Joe shook off the dream-state into which he was sliding and said, ‘What?’
‘I said there’s money to be made there if I could be bothered.’
‘Where?’ asked Joe.
‘Retrograde Densities,’ said Eric. ‘That’s what I was telling you. I’ve synthesised this…’
‘Never mind that,’ said Joe. ‘How will you be making this money?’
‘Well, I know the chemical messenger works, delivers it to the right tissues, but…’
‘Yes, but where does the money come in?’
‘I told you. Several of the big boys are getting into the market with products that…’
‘What sort of products?’
‘Like I said, the ones with actively retrograde densities. The ones I’ve been working on.’
‘So you’re telling me you’ve made this product thing that sells?’
‘Well, it could if I tried to…’
‘What’s it called?’ asked Joe.
‘Called? It’s not called anything. It’s just a bi-lateral incidence I’ve observed when you…’
‘Never mind that,’ said Joe. ‘You reckon you could sell it?’
‘No, I don’t care about selling things, but I’d like patients to have access to it.’
‘And you say they’d buy it.’
‘Oh yes, I’m pretty sure they would.’
Joe rubbed his hands together.
‘OK, OK,’ he said. ‘Brother dear, I know just the company you need.’
Eric just frowned.
Joe pulled a small notebook out of the inside pocket of his jacket.
‘Now what did you say it was, this thing?’ he asked.
The frown still on his face, Eric watched as Joe copied down his answer.
‘It’s not a “thing”. It’s a bi-lateral incidence of actively retrograde densities.’
Joe looked hard at the words, nodding slightly as he did so.
‘Perfect,’ he said at last. ‘OK, give me a couple of days and I’ll be in touch.’ And, with Eric just nodding, he stood up and left.

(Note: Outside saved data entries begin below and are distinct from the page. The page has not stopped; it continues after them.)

PR #1525, opened 2022-09-05
Typography refactor | fs method and related types/objects

ob6160:
## Background

The purpose of the `fs` method as it currently stands isn't very clear, this PR refactors it so it is self documenting and simplifies its usage, related configuration objects and types.

## Change summary:

* Renames `fs` to `fontStyleFunction` for clarity
* Doc comment included with a usage example
* [`availableFonts`](https://github.com/guardian/source/pull/1525/files#diff-0d8826eef2671fa5bfd4f50f4f6a2498c6dd44255c297e042084c173431522b4L17), was broken down into two objects to define supported [font weights and italics separately](https://github.com/guardian/source/pull/1525/files#diff-9f53feda13d0210df1793144b9787a8f820113e01c8b97eddaa9e391622d60eaR107)
* Refactor of how we use `fontStyleFunction` so that we don't have to nest within a container function at the point of definition in api.ts, really aiding readability in [this file](https://github.com/guardian/source/pull/1525/files#diff-08eac9baba951f548f754aa137c47aed2160c1f53150740dc2f73becbef43c7eR31). Going from this:
```typescript
xxsmall: (options?: FontScaleArgs) =>
		textSansFs('xxsmall', Object.assign({}, textSansDefaults, options))
```
to this:
```typescript
xxsmall: fontStyleFunction('textSans', 'xxsmall', textSansDefaults)
```
* Refactor of how we define the font styles as string methods in [`index.ts`](https://github.com/guardian/source/blob/ob/typography-refactor-fs/packages/@guardian/source-foundations/src/typography/index.ts) — the `objectStylesToString` method is moved and renamed to `fontStyleToStringFunction` so its purpose is clear, and it is localised to the core `fontStyleFunction` method. Similar to above, we go from this:
```typescript
xsmall: (options?: FontScaleArgs) =>
	objectStylesToString(bodyAsObj.small(options)),
```
to this:
```typescript
xsmall: fontStyleToStringFunction(bodyAsObj.small),
```


packages/@guardian/source-foundations/src/typography/api.ts
```diff
@@ -1,110 +1,68 @@
...
-		textSansFs('medium', Object.assign({}, textSansDefaults, options)),
-	large: (options?: FontScaleArgs) =>
-		textSansFs('large', Object.assign({}, textSansDefaults, options)),
-	xlarge: (options?: FontScaleArgs) =>
-		textSansFs('xlarge', Object.assign({}, textSansDefaults, options)),
-	xxlarge: (options?: FontScaleArgs) =>
-		textSansFs('xxlarge', Object.assign({}, textSansDefaults, options)),
-	xxxlarge: (options?: FontScaleArgs) =>
-		textSansFs('xxxlarge', Object.assign({}, textSansDefaults, options)),
+	xxsmall: fontStyleFunction('textSans', 'xxsmall', textSansDefaults),
```
joecowton1, line 60: Much easier to read!

packages/@guardian/source-foundations/src/typography/font-styles.ts
```diff
@@ -0,0 +1,89 @@
...
+	<
+		Category extends keyof Categories,
+		Level extends keyof Categories[Category],
+	>(
+		category: Category,
+		level: Level,
+		defaults: TypographyOptions,
+	) =>
+	(options?: FontScaleArgs): TypographyStyles => {
+		const finalOptions = {
```
joecowton1, line 45: could this be something like `fontSpec` or similar?

packages/@guardian/source-foundations/src/typography/data.ts
```diff
@@ -101,6 +105,20 @@ export const fontWeights = {
 	bold: 700,
 } as const;
 
+export const fontWeightsAvailable = {
```
joecowton1, line 108: I think something about this naming makes it harder to grasp whats going on here :) could this be `AvailableFontWeights` and the type called something else ie `AvailableFontWeightsType` or something?

packages/@guardian/source-foundations/src/typography/types.ts
```diff
@@ -48,12 +48,51 @@ type Categories = {
...
-	};
+export type AvailableFontWeights = {
+	[cat in Category]?: { [weight in FontWeight]?: boolean };
 };
 
+export type ItalicsAvailableForFontWeight = {
+	[cat in Category]?: { [weight in FontWeight]?: boolean };
+};
+
+export type TypographyOptions = {
```
joecowton1, line 59: Again i wonder if using `spec` rather than `options` makes mores sense? I'm thinking of `options` in terms of what the consumer uses to change the spec rather than the spec itself

packages/@guardian/source-foundations/src/typography/data.ts
joecowton1: Also for my own interest were these defined previously or is this something we've added in this PR?

packages/@guardian/source-foundations/src/typography/types.ts
```diff
@@ -48,12 +48,51 @@ type Categories = {
...
+> & {
+	fontStyle?: FontStyle;
+};
+
+export type FontScaleFunction = (options?: FontScaleArgs) => TypographyStyles;
+
+// returns styles as a template literal
+export type FontScaleFunctionStr = (options?: FontScaleArgs) => string;
+
+export type TitlepieceFunctions = {
```
joecowton1, line 77: Could we define this as a common type? ie:
```ts
type TypographyFunction<T> = {
	[key in keyof T]: FontScaleFunction;
};

export type HeadlineFunctions = TypographyFunction<HeadlineSizes>

export type TitlepieceFunctions = TypographyFunction<TitlepieceSizes>
```
and so on..

packages/@guardian/source-foundations/src/typography/data.ts
ob6160: good point, I agree about the name change 👍 

they (and the italic object below) were both defined previously as part of this object: https://github.com/guardian/source/pull/1525/files#diff-9f53feda13d0210df1793144b9787a8f820113e01c8b97eddaa9e391622d60eaL124

it was kind of a "two in one" scenario, where the presence of the font weight in that object meant that it was supported *and* then the italic boolean was defined a level below. 

so, this was an attempt to separate the two out and make it a bit clearer what the intent was. that said, I'm still not very happy with this solution - going to have a very quick play around with the shape of it to see if I can come up with a clearer way of expressing this

packages/@guardian/source-foundations/src/typography/types.ts
ob6160: agreed - what d'you think about `TypographyConfiguration`?

packages/@guardian/source-foundations/src/typography/types.ts
ob6160: nice, that's a lot cleaner

packages/@guardian/source-foundations/src/typography/font-styles.ts
ob6160: i've put in a change to `finalFontConfiguration`, let me know if that's clearer - or if `spec` (i'm guessing for "specification"?) would be clearer

packages/@guardian/source-foundations/src/typography/types.ts
ob6160: https://github.com/guardian/source/pull/1525/files#diff-ecf8ea629817e204e3ed85acdc26e07fb6524496ff250307ddfede20929a16d4R82-R88

packages/@guardian/source-foundations/src/typography/data.ts
ob6160: couldn't think of a cleaner way to do this in the time box I gave myself — so i've renamed them as you suggested :)
Change commit here: [`d3bc35f` (#1525)](https://github.com/guardian/source/pull/1525/commits/d3bc35fb80b0d19c12b6b093992b63e2ab3f168c)

packages/@guardian/source-foundations/src/typography/data.ts
```diff
@@ -101,6 +105,20 @@ export const fontWeights = {
...
+	titlepiece: { bold: true },
+	headline: { light: true, medium: true, bold: true },
+	body: { regular: true, bold: true },
+	textSans: { regular: true, bold: true },
+} as AvailableFontWeights;
+
+export const italicsAvailableForFontWeight = {
```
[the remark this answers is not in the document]
ob6160: couldn't think of a cleaner way to do this in the time box I gave myself — so i've renamed them as you suggested :)
Change commit here: [`d3bc35f` (#1525)](https://github.com/guardian/source/pull/1525/commits/d3bc35fb80b0d19c12b6b093992b63e2ab3f168c)

packages/@guardian/source-foundations/src/typography/api.ts
```diff
@@ -1,110 +1,69 @@
...
-type BodyFunctions = {
-	[key in keyof BodySizes]: FontScaleFunction;
+export const headline: TypographyFunctions<HeadlineSizes> = {
+	xxxsmall: fontStyleFunction('headline', 'xxxsmall', headlineDefaults),
+	xxsmall: fontStyleFunction('headline', 'xxsmall', headlineDefaults),
+	xsmall: fontStyleFunction('headline', 'xsmall', headlineDefaults),
+	small: fontStyleFunction('headline', 'small', headlineDefaults),
+	medium: fontStyleFunction('headline', 'medium', headlineDefaults),
+	large: fontStyleFunction('headline', 'large', headlineDefaults),
+	xlarge: fontStyleFunction('headline', 'xlarge', headlineDefaults),
```
tjsilver, line 38: Just wondering if there's a way to iterate over the sizes, set the key to each size and pass each size to the `fontStyleFunction` without having to write each one out individually?

ob6160: good idea! I'll have a go at implementing that tomorrow and we can compare the two approaches.
I think it'll work well, but there's a small part of me that kinda likes how declarative setting them out individually is.

My hope is that with both of them side by side it'll be an easier comparison to make :)

ob6160:
[Fonts: Refactor internal typography API in Source](https://trello.com/c/S4MTZj2k/1057-fonts-refactor-internal-typography-api-in-source)

packages/@guardian/source-foundations/src/typography/api.ts
ob6160: @tjsilver I had a go at doing this in: [this commit: `af1ea2e` (#1525)](https://github.com/guardian/source/pull/1525/commits/af1ea2e00d1a04f7d6ecda7676556b60cda2ab7e) 

it has the added benefit of adding a strong coupling between `index.ts` and `api.ts`, meaning that if api.ts is updated, this file will reflect those changes too.

The method: `getStringStyleFunctions` takes a bit of headspace to read though, I added a doc comment which should help to explain what it does, but defining line by line does seem a bit clearer.

I'm still on the fence, what d'you think?

tjsilver: I'm a bit confused, looks like your new `getStringStyleFunctions` works on the `fontStyleToStringFunction` in index.ts (which is also great), but the implementation of `fontStyleFunction` in api.ts (which I was referring to above) is left unchanged? Or is that the two options being shown together? 

Also, I see what you mean about the `getStringStyleFunctions` being a bit gnarly - could a map be used here instead of reduce, for clarity?

ob6160: oh - sorry, i completely missed that your comment was in this file and not index.ts - let's discuss on that call

SiAdcock (approved):
Great changes, so much clearer! 🙏💎

packages/@guardian/source-foundations/src/typography/api.ts
ob6160: update:
we discussed the feasibility of defining the string and object style functions in the same file for simplicity, but the refactoring work would have taken longer than the time box we had decided upon.

tjsilver (approved):
This is a great improvement!

packages/@guardian/source-foundations/src/typography/data.ts
joecowton1: Great, that works nicely now i think.

packages/@guardian/source-foundations/src/typography/types.ts
joecowton1: Nicely done!

packages/@guardian/source-foundations/src/typography/data.ts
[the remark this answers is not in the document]
joecowton1: Perfect.

packages/@guardian/source-foundations/src/typography/font-styles.ts
joecowton1: Yeah i think thats fine.

packages/@guardian/source-foundations/src/typography/types.ts
joecowton1: Yeah sounds good to me.

joecowton1 (changes requested):
Excellent work, think this had made a real difference.

joecowton1 (approved):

Just two weeks later, he texted Eric to fix a follow-up meeting.
When it happened, Eric was only vaguely curious but Joe was buzzing with energy. As he sat down across the table from Eric, he reached again for his inside pocket and pulled out a single rolled up sheet of paper.
On the blank outside, Eric could see the name of a major pharmaceutical company.
‘Told you,’ said Joe. ‘All you needed was a name and a campaign.’
Eric shook his head. Joe unrolled the paper to reveal a blinding white snowscape with lightning flashes on a dark background. Across the top of all this drama was a single word: BLIZZARD.
‘What the hell’s this?’ asked Eric.
‘Like it?,’ asked Joe. ‘I came up with the name, they bought it, and they want you to get in touch with their labs as soon as you can.’
‘But… Blizzard?’
‘Dynamic, eh?’ said Joe. ‘the complete, devastating cure. They love it.’
‘But what the hell’s it got to do with my experiments?’
‘Everything,’ said Joe. ‘You told me it was
“Bi-Lateral Incidence of Actively Retrograde Densities.” That’s B L I A R D. It just needed a middle bit, so I added the year you invented it, 22, squeezed the letters down a bit and… voila!’
The world of endocrinology knows this all happened many years ago. Eric still lives in his flat in Glasgow but Joe has a Georgian house in Richmond and properties in Scotland and the Dordogne.